Data breach at Aultman Hospital may have compromised some patients’ personal information

CANTON, Ohio-- Administrators at Aultman Hospital in Canton are advising some of their patients that information about them may have been compromised in a recent data breach.

Tim Regula, vice president of compliance and audit for Aultman Health Foundation, says the breach happened after they noticed an increase in phishing emails to hospital accounts earlier in the year.

Phishing emails are bogus emails that appear to be from legitimate senders asking for confirmation of passwords or other security information.

Regula says in this case the emails asked employees to open an electronic document they were told needed their signature.

"Unfortunately, a few of our employees fell victim to that and clicked on them and maybe entered some information; we are not sure what, but that's our best suspicion is that's what started it," said Regula.

Regula said although a small number of accounts, as few as eleven, were compromised, the breach gave the sender access to other emails that may have contained sensitive information.

"There was patient information; there was social security numbers, driver's license, medical record numbers. Some of them had chief complaint or a doctor's name and so, like I said, it was bits and pieces of all of those or just maybe one of them," said Regula.
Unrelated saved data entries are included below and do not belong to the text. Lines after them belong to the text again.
PR #1455, opened 2022-08-03
Raise `ArgumentError` when conflicting slots are defined.

joelhawksley:
Before this change it was possible to define Slots with conflicting names, for example:

```ruby
  renders_one :item
  renders_many :items
end
```

### DIFF
--- a/lib/view_component/slotable_v2.rb
+++ b/lib/view_component/slotable_v2.rb
@@ -80,6 +80,7 @@ module ViewComponent
       #   <% end %>
       def renders_one(slot_name, callable = nil)
         validate_singular_slot_name(slot_name)
+        validate_plural_slot_name(ActiveSupport::Inflector.pluralize(slot_name).to_sym)
 
         define_method :"with_#{slot_name}" do |*args, &block|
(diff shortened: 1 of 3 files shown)


lib/view_component/slotable_v2.rb
```diff
@@ -148,6 +149,7 @@ def renders_one(slot_name, callable = nil)
       #   <% end %>
       def renders_many(slot_name, callable = nil)
         validate_plural_slot_name(slot_name)
+        validate_singular_slot_name(ActiveSupport::Inflector.singularize(slot_name).to_sym)
 
         singular_name = ActiveSupport::Inflector.singularize(slot_name)
```
BlakeWilliams, line 154:
```suggestion
        singular_name = ActiveSupport::Inflector.singularize(slot_name)
        validate_plural_slot_name(slot_name)
        validate_singular_slot_name(ActiveSupport::Inflector.singularize(slot_name).to_sym)
```
Minor, but could we re-use `singular_name` right below?

BlakeWilliams (approved):
Nice catch!

PR #1463, opened 2022-08-10
Fix request.path inside with_request_url helper

franzliedke:

`#with_request_url` is great. It was started in #1058, but later #1221
introduced a tiny regression in the parsing of segments.

When using `#with_request_url` including a query string, the `#path`
helper would now contain the query string segment, when it should not.
This led to `#fullpath` having the query string twice.

I added regression tests to the existing scenarios and then fixed the parsing to make them pass. :)

I love this library. 😍

### DIFF
--- a/docs/CHANGELOG.md
+++ b/docs/CHANGELOG.md
@@ -9,7 +9,7 @@ title: Changelog
 
 ## main
 
-* Fix `#with_request_url` (when used with query string) resulting in incorrect `request.path` and `request.fullpath`.
+* Fix bug where `#with_request_url`, when used with query string, set the incorrect `request.path` and `request.fullpath`.
 
     *Franz Liedke*
 
--- a/docs/CHANGELOG.md
+++ b/docs/CHANGELOG.md
@@ -9,6 +9,10 @@ title: Changelog
 
 ## main
 
+* Fix `#with_request_url` (when used with query string) resulting in incorrect `request.path` and `request.fullpath`.
+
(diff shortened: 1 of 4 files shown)


franzliedke:
If I see things correctly, the failing build seems to also happen in `main` and originate from #1462.

lib/view_component/test_helpers.rb
```diff
@@ -190,10 +190,14 @@ def with_request_url(path)
       old_request_query_string = request.query_string
       old_controller = defined?(@controller) && @controller
 
+      # Started in https://github.com/github/view_component/pull/1058
+      # Broken in https://github.com/github/view_component/pull/1221
+
```
joelhawksley, line 195:
```suggestion
```

docs/CHANGELOG.md
```diff
@@ -9,6 +9,10 @@ title: Changelog
 
 ## main
 
+* Fix `#with_request_url` (when used with query string) resulting in incorrect `request.path` and `request.fullpath`.
```
```suggestion
* Fix bug where `#with_request_url`, when used with query string, set the incorrect `request.path` and `request.fullpath`.
```

joelhawksley (approved):
Thank you for your wonderful contribution! ❤️

lib/view_component/test_helpers.rb
franzliedke: Whoops, forgot my good old TODO notes. 😇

The hospital says the access was limited to a specific email account and did not compromise electronic medical records or other sensitive data.

Dr. John Nicholas, who runs the University of Akron's Cyber Security Degree program, says phishing is a constant threat for both individuals and companies.

"There's always going to be some clue; often times it's a misspelled word -- look for the grammar, look for anything that sounds like maybe not a native English speaker has written it, so if it looks fishy, pun intended, get ahold of your IT department immediately," said Nicholas.

"If they are asking for a user name and a password, most companies already know that so they won't have to ask you for that, so if you click on that once you have entered that information and all bets are off; everything is gone," said Nicholas.

The hospital says they believe the sender was looking for financial information such as wire transfers.

Regula believes none of the compromised information has been misused.

"I guess, first of all, we are sending letters to individuals to notify them that this happened and those that we are able to identify had their social security number or driver's license included will get a letter that includes an offer for one year of free credit monitoring," he said.